Use the tables to create scatterplots and determine which scatterplot shows a linear association.(1 point)

To determine which scatterplot shows a linear association, we need to look for a pattern in the data points that suggests a consistent relationship between \(x\) and \(y\). A linear association indicates that as \(x\) increases, \(y\) either tends to increase or decrease in a consistent manner.

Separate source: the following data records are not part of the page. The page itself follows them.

PR #17341, opened 2022-06-29
CXP-1225 Redirect to catalog edit page

RiffVentura:
Added a public endpoint that redirects to the catalog edit page for the app

There was a need for fetching connected app by its related user identifier(username)  so `FindOneConnectedAppByUserIdentifierQuery` was added
`FindOneConnectedAppByUserIdQuery` was replaced by the new query since it's used only once


src/Akeneo/Connectivity/Connection/back/Infrastructure/Apps/Controller/Public/ConfigureCatalogAction.php
```diff
@@ -0,0 +1,85 @@
...
+use Symfony\Component\HttpFoundation\Response;
+use Symfony\Component\HttpKernel\Exception\AccessDeniedHttpException;
+use Symfony\Component\HttpKernel\Exception\NotFoundHttpException;
+use Symfony\Component\Routing\RouterInterface;
+
+/**
+ * @copyright 2022 Akeneo SAS (http://www.akeneo.com)
+ * @license   http://opensource.org/licenses/osl-3.0.php  Open Software License (OSL 3.0)
+ */
+final class ConfigureCatalogAction
```
masacc, line 22: As it does not really configure a catalog and it only redirects when calling this endpoint, I think we could name it `RedirectToEditCatalogAction`

src/Akeneo/Connectivity/Connection/back/tests/Unit/spec/Infrastructure/Apps/Controller/Public/ConfigureCatalogActionSpec.php
```diff
@@ -0,0 +1,210 @@
...
+    ) {
+        $this->beConstructedWith(
+            $router,
+            $security,
+            $catalogQueryBus,
+            $findOneConnectedAppByUserIdentifierQuery,
+        );
+    }
+
+    public function it_is_an_configure_catalog_action(): void
```
masacc, line 40:
```suggestion
    public function it_is_a_configure_catalog_action(): void
```

masacc (approved):

tseho:
Just to remember, we have to do something about that:

Screenshot_2022-07-06_16-56-41

tseho (approved):

PR #17345, opened 2022-06-29
CPM-674: Add uuid on webhook messages

pierallard:
As identifier will be optional, we need to create webhook messages with uuid instead of identifiers.


src/Akeneo/Pim/Enrichment/Component/Product/Webhook/ProductCreatedAndUpdatedEventDataBuilder.php
```diff
@@ -50,6 +50,7 @@ public function supports(BulkEventInterface $event): bool
 
     public function build(BulkEventInterface $bulkEvent, Context $context): EventDataCollection
     {
+        // TODO Change this once GetConnectorProduct is done by Uuids
```
Balamung, line 53: Can you create a CPM ticket so we can make the change on post-adr ? (The connector products are changed in the endpoints API, so it should be merged there soon)

Balamung (approved):

PR #17368, opened 2022-07-01
CXP-1241: Be able to add a criterion family

willy-ahva:

https://user-images.githubusercontent.com/1421130/177799254-ff4d02fc-a894-484e-b403-ea7deb202366.mp4

- [ ] Tests
- [ ] Migration & Installer
- [ ] PM Validation (Story)
- [ ] Tech Doc


components/catalogs/front/src/components/ProductSelection/hooks/useFamiliesByCodes.ts
```diff
@@ -0,0 +1,65 @@
...
+
+type Error = string | null;
+type Result = {
+    isLoading: boolean;
+    isError: boolean;
+    data: Family[] | undefined;
+    error: Error;
+};
+
+const LIMIT = 20;
```
RiffVentura, line 17: Seems a bit low. Is there a reason for it?

RiffVentura: Isn't it better then to not reuse the `useInfiniteFamilies` hook ? (We don't need pagination here, nor search)
I feel like it should have a dedicated hook and endpoint. (since use cases are different)

tseho: It started as a separate hook with dedicated API calls.
But sadly, we have to prepared to have worst case scenario.

If you have a customer with thousands of families, and he selected 300 of them in this field.
Do you fetch the 300 in one query ? If that's the case, you have to put no limit on the endpoint...

Each time the PIM had an endpoint without pagination AND without limits, it was working with dev environments with low amount of data but it always come back to bite us in the *** when it's not working anymore for some and it became a SLA.

With the current solution, 99% of users will pick less than 20 families and will have only API call.
For the 1% that will do the unexpected and pick hundreds of families, it will work over multiple API calls.

RiffVentura: Fair point :+1:

RiffVentura (approved):

components/catalogs/front/src/components/ProductSelection/hooks/useFamiliesByCodes.ts
tseho: And regarding the question on why did I reuse the other hook.
I would have to reproduce a similar behavior in the current one => fetch 20, has more ? fetch 20 more. has more ? etc ...

The hook was not finished and was already 200+ lines without handling everything, I was reinventing the wheel so I decided to reuse the infinite one.

components/catalogs/front/src/components/ProductSelection/criteria/FamilyCriterion/FamilyCriterion.tsx
```diff
@@ -0,0 +1,57 @@
...
+    const [showFamilies, setShowFamilies] = useState<boolean>(false);
+
+    useEffect(() => {
+        setShowFamilies([Operator.IN_LIST, Operator.NOT_IN_LIST].includes(state.operator));
+    }, [state.operator]);
+
+    return (
+        <List.Row>
+            <List.TitleCell width={150}>
+                {translate('akeneo_catalogs.product_selection.criteria.status.label')}
```
RiffVentura, line 36:
```suggestion
                {translate('akeneo_catalogs.product_selection.criteria.family.label')}
```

Let’s analyze the \(x\) and \(y\) values from each of the data sets (A, B, C, and D):

A

• \(x: 5, 8, 2, 4, 6, 12, 10, 1, 3, 7\)
• \(y: 550, 800, 250, 500, 500, 400, 650, 150, 400, 750\)

B

• \(x: 5, 8, 2, 4, 6, 12, 10, 1, 3, 7\)
• \(y: 550, 800, 250, 300, 700, 1000, 650, 300, 100, 700\)

C

• \(x: 5, 8, 2, 4, 6, 12, 10, 1, 3, 7\)
• \(y: 800, 700, 350, 450, 500, 1000, 900, 250, 400, 750\)

D

• \(x: 5, 8, 2, 4, 6, 12, 10, 1, 3, 7\)
• \(y: 550, 800, 350, 450, 700, 1000, 900, 250, 400, 750\)

Observing the Data:

1. Plot A shows a somewhat consistent relationship, but the values fluctuate significantly, causing a non-linear trend.
2. Plot B shows substantial variation in \(y\) values that do not present a consistent upward or downward trend, indicating a non-linear association.
3. Plot C shows varying \(y\) values with no clear trend either up or down.
4. Plot D shows a clearer linear tendency, where \(y\) increases generally as \(x\) increases, especially towards the larger \(x\) values.

Conclusion:

Among the data sets, plot D appears to demonstrate the most linear association, as it reflects a trend where increases in \(x\) more consistently lead to increases in \(y\).

Thus, the scatterplot that shows a linear association is D.